Saved entries:
--- --- ---

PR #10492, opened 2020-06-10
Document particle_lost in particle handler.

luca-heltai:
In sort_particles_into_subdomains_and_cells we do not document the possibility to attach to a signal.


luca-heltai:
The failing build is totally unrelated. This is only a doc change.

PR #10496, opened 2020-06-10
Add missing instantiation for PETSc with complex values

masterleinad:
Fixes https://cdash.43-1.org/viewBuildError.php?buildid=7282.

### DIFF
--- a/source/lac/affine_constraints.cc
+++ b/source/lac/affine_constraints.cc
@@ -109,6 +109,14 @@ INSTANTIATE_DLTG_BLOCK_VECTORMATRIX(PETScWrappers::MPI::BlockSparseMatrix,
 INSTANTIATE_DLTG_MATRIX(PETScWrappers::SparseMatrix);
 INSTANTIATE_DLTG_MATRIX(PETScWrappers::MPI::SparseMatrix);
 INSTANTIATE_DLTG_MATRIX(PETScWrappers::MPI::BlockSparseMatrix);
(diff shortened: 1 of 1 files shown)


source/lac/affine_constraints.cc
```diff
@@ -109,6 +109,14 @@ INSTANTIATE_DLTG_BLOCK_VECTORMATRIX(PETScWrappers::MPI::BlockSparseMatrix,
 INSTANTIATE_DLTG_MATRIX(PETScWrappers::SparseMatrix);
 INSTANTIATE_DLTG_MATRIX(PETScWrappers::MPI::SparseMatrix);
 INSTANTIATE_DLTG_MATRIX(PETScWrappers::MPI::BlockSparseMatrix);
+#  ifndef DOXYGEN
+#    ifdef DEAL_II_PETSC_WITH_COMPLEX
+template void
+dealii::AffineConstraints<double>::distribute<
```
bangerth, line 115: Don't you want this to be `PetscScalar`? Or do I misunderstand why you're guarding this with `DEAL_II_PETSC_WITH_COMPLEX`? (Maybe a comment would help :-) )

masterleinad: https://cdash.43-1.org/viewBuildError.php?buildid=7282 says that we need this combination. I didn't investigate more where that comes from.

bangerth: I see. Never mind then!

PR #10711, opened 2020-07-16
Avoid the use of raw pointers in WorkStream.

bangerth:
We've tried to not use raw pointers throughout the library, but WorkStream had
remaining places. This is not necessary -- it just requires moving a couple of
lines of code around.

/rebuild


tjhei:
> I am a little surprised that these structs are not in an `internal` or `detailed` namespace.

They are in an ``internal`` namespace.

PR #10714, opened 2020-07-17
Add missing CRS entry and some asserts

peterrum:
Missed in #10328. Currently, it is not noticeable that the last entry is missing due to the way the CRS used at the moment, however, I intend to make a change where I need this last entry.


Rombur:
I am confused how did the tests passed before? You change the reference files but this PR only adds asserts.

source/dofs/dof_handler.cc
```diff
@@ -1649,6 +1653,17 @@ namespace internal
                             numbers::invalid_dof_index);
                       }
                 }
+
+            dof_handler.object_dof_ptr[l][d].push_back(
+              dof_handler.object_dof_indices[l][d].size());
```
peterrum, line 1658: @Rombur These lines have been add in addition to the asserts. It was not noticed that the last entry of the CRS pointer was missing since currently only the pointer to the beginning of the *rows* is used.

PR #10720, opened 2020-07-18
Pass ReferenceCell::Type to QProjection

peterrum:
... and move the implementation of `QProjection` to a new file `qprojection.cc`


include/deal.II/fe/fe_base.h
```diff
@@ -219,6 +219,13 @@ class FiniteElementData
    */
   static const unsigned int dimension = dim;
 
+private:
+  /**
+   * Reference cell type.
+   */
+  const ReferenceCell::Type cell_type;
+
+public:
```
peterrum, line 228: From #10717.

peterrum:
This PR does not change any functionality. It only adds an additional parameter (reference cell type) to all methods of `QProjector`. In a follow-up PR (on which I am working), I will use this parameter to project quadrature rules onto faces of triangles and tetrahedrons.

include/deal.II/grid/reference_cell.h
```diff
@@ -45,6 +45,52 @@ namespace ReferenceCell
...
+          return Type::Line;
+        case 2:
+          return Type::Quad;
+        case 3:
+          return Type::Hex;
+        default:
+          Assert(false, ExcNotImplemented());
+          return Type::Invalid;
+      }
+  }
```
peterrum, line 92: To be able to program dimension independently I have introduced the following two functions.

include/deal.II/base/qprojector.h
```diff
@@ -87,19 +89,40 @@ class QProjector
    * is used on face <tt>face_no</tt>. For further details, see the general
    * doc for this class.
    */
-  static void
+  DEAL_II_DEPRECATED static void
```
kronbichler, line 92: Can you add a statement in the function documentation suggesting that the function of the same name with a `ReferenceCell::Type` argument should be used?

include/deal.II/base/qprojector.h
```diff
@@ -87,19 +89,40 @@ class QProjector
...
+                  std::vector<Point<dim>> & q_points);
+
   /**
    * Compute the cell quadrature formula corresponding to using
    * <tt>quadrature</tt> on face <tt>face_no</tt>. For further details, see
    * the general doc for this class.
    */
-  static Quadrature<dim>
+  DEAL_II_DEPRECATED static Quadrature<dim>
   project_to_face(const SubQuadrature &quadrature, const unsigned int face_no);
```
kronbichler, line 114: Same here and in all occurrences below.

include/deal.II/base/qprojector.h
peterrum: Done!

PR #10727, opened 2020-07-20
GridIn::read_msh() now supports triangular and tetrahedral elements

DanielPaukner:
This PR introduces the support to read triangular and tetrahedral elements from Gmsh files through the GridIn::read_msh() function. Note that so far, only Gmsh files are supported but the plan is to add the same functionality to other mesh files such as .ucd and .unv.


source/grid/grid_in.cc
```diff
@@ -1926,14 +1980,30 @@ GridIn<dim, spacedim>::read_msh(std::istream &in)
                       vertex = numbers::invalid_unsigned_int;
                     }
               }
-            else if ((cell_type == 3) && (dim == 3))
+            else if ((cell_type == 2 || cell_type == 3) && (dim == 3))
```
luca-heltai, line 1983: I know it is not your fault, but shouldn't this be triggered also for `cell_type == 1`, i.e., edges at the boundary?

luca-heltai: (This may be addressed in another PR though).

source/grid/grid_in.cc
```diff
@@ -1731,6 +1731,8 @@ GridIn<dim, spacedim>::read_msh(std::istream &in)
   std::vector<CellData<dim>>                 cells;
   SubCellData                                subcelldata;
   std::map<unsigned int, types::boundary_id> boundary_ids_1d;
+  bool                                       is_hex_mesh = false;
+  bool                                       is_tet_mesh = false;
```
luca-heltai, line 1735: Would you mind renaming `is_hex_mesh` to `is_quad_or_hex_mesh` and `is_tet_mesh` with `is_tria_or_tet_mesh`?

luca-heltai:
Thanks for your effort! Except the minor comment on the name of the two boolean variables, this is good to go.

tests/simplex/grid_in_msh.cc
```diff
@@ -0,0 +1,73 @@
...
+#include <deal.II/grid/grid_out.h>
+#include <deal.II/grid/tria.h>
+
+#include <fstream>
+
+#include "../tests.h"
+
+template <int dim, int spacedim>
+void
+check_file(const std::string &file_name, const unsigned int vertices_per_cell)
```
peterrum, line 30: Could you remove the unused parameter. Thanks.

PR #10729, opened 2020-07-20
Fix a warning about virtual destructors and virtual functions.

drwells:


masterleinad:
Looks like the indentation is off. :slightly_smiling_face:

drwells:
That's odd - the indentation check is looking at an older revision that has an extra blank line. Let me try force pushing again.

--- --- ---

All of the lines above must be returned exactly as they stand.

PR #10492, opened 2020-06-10
Document particle_lost in particle handler.

luca-heltai:
In sort_particles_into_subdomains_and_cells we do not document the possibility to attach to a signal.


luca-heltai:
The failing build is totally unrelated. This is only a doc change.

PR #10496, opened 2020-06-10
Add missing instantiation for PETSc with complex values

masterleinad:
Fixes https://cdash.43-1.org/viewBuildError.php?buildid=7282.

### DIFF
--- a/source/lac/affine_constraints.cc
+++ b/source/lac/affine_constraints.cc
@@ -109,6 +109,14 @@ INSTANTIATE_DLTG_BLOCK_VECTORMATRIX(PETScWrappers::MPI::BlockSparseMatrix,
 INSTANTIATE_DLTG_MATRIX(PETScWrappers::SparseMatrix);
 INSTANTIATE_DLTG_MATRIX(PETScWrappers::MPI::SparseMatrix);
 INSTANTIATE_DLTG_MATRIX(PETScWrappers::MPI::BlockSparseMatrix);
(diff shortened: 1 of 1 files shown)


source/lac/affine_constraints.cc
```diff
@@ -109,6 +109,14 @@ INSTANTIATE_DLTG_BLOCK_VECTORMATRIX(PETScWrappers::MPI::BlockSparseMatrix,
 INSTANTIATE_DLTG_MATRIX(PETScWrappers::SparseMatrix);
 INSTANTIATE_DLTG_MATRIX(PETScWrappers::MPI::SparseMatrix);
 INSTANTIATE_DLTG_MATRIX(PETScWrappers::MPI::BlockSparseMatrix);
+#  ifndef DOXYGEN
+#    ifdef DEAL_II_PETSC_WITH_COMPLEX
+template void
+dealii::AffineConstraints<double>::distribute<
```
bangerth, line 115: Don't you want this to be `PetscScalar`? Or do I misunderstand why you're guarding this with `DEAL_II_PETSC_WITH_COMPLEX`? (Maybe a comment would help :-) )

masterleinad: https://cdash.43-1.org/viewBuildError.php?buildid=7282 says that we need this combination. I didn't investigate more where that comes from.

bangerth: I see. Never mind then!

PR #10711, opened 2020-07-16
Avoid the use of raw pointers in WorkStream.

bangerth:
We've tried to not use raw pointers throughout the library, but WorkStream had
remaining places. This is not necessary -- it just requires moving a couple of
lines of code around.

/rebuild


tjhei:
> I am a little surprised that these structs are not in an `internal` or `detailed` namespace.

They are in an ``internal`` namespace.

PR #10714, opened 2020-07-17
Add missing CRS entry and some asserts

peterrum:
Missed in #10328. Currently, it is not noticeable that the last entry is missing due to the way the CRS used at the moment, however, I intend to make a change where I need this last entry.


Rombur:
I am confused how did the tests passed before? You change the reference files but this PR only adds asserts.

source/dofs/dof_handler.cc
```diff
@@ -1649,6 +1653,17 @@ namespace internal
                             numbers::invalid_dof_index);
                       }
                 }
+
+            dof_handler.object_dof_ptr[l][d].push_back(
+              dof_handler.object_dof_indices[l][d].size());
```
peterrum, line 1658: @Rombur These lines have been add in addition to the asserts. It was not noticed that the last entry of the CRS pointer was missing since currently only the pointer to the beginning of the *rows* is used.

PR #10720, opened 2020-07-18
Pass ReferenceCell::Type to QProjection

peterrum:
... and move the implementation of `QProjection` to a new file `qprojection.cc`


include/deal.II/fe/fe_base.h
```diff
@@ -219,6 +219,13 @@ class FiniteElementData
    */
   static const unsigned int dimension = dim;
 
+private:
+  /**
+   * Reference cell type.
+   */
+  const ReferenceCell::Type cell_type;
+
+public:
```
peterrum, line 228: From #10717.

peterrum:
This PR does not change any functionality. It only adds an additional parameter (reference cell type) to all methods of `QProjector`. In a follow-up PR (on which I am working), I will use this parameter to project quadrature rules onto faces of triangles and tetrahedrons.

include/deal.II/grid/reference_cell.h
```diff
@@ -45,6 +45,52 @@ namespace ReferenceCell
...
+          return Type::Line;
+        case 2:
+          return Type::Quad;
+        case 3:
+          return Type::Hex;
+        default:
+          Assert(false, ExcNotImplemented());
+          return Type::Invalid;
+      }
+  }
```
peterrum, line 92: To be able to program dimension independently I have introduced the following two functions.

include/deal.II/base/qprojector.h
```diff
@@ -87,19 +89,40 @@ class QProjector
    * is used on face <tt>face_no</tt>. For further details, see the general
    * doc for this class.
    */
-  static void
+  DEAL_II_DEPRECATED static void
```
kronbichler, line 92: Can you add a statement in the function documentation suggesting that the function of the same name with a `ReferenceCell::Type` argument should be used?

include/deal.II/base/qprojector.h
```diff
@@ -87,19 +89,40 @@ class QProjector
...
+                  std::vector<Point<dim>> & q_points);
+
   /**
    * Compute the cell quadrature formula corresponding to using
    * <tt>quadrature</tt> on face <tt>face_no</tt>. For further details, see
    * the general doc for this class.
    */
-  static Quadrature<dim>
+  DEAL_II_DEPRECATED static Quadrature<dim>
   project_to_face(const SubQuadrature &quadrature, const unsigned int face_no);
```
kronbichler, line 114: Same here and in all occurrences below.

include/deal.II/base/qprojector.h
peterrum: Done!

PR #10727, opened 2020-07-20
GridIn::read_msh() now supports triangular and tetrahedral elements

DanielPaukner:
This PR introduces the support to read triangular and tetrahedral elements from Gmsh files through the GridIn::read_msh() function. Note that so far, only Gmsh files are supported but the plan is to add the same functionality to other mesh files such as .ucd and .unv.


source/grid/grid_in.cc
```diff
@@ -1926,14 +1980,30 @@ GridIn<dim, spacedim>::read_msh(std::istream &in)
                       vertex = numbers::invalid_unsigned_int;
                     }
               }
-            else if ((cell_type == 3) && (dim == 3))
+            else if ((cell_type == 2 || cell_type == 3) && (dim == 3))
```
luca-heltai, line 1983: I know it is not your fault, but shouldn't this be triggered also for `cell_type == 1`, i.e., edges at the boundary?

luca-heltai: (This may be addressed in another PR though).

source/grid/grid_in.cc
```diff
@@ -1731,6 +1731,8 @@ GridIn<dim, spacedim>::read_msh(std::istream &in)
   std::vector<CellData<dim>>                 cells;
   SubCellData                                subcelldata;
   std::map<unsigned int, types::boundary_id> boundary_ids_1d;
+  bool                                       is_hex_mesh = false;
+  bool                                       is_tet_mesh = false;
```
luca-heltai, line 1735: Would you mind renaming `is_hex_mesh` to `is_quad_or_hex_mesh` and `is_tet_mesh` with `is_tria_or_tet_mesh`?

luca-heltai:
Thanks for your effort! Except the minor comment on the name of the two boolean variables, this is good to go.

tests/simplex/grid_in_msh.cc
```diff
@@ -0,0 +1,73 @@
...
+#include <deal.II/grid/grid_out.h>
+#include <deal.II/grid/tria.h>
+
+#include <fstream>
+
+#include "../tests.h"
+
+template <int dim, int spacedim>
+void
+check_file(const std::string &file_name, const unsigned int vertices_per_cell)
```
peterrum, line 30: Could you remove the unused parameter. Thanks.

PR #10729, opened 2020-07-20
Fix a warning about virtual destructors and virtual functions.

drwells:


masterleinad:
Looks like the indentation is off. :slightly_smiling_face:

drwells:
That's odd - the indentation check is looking at an older revision that has an extra blank line. Let me try force pushing again.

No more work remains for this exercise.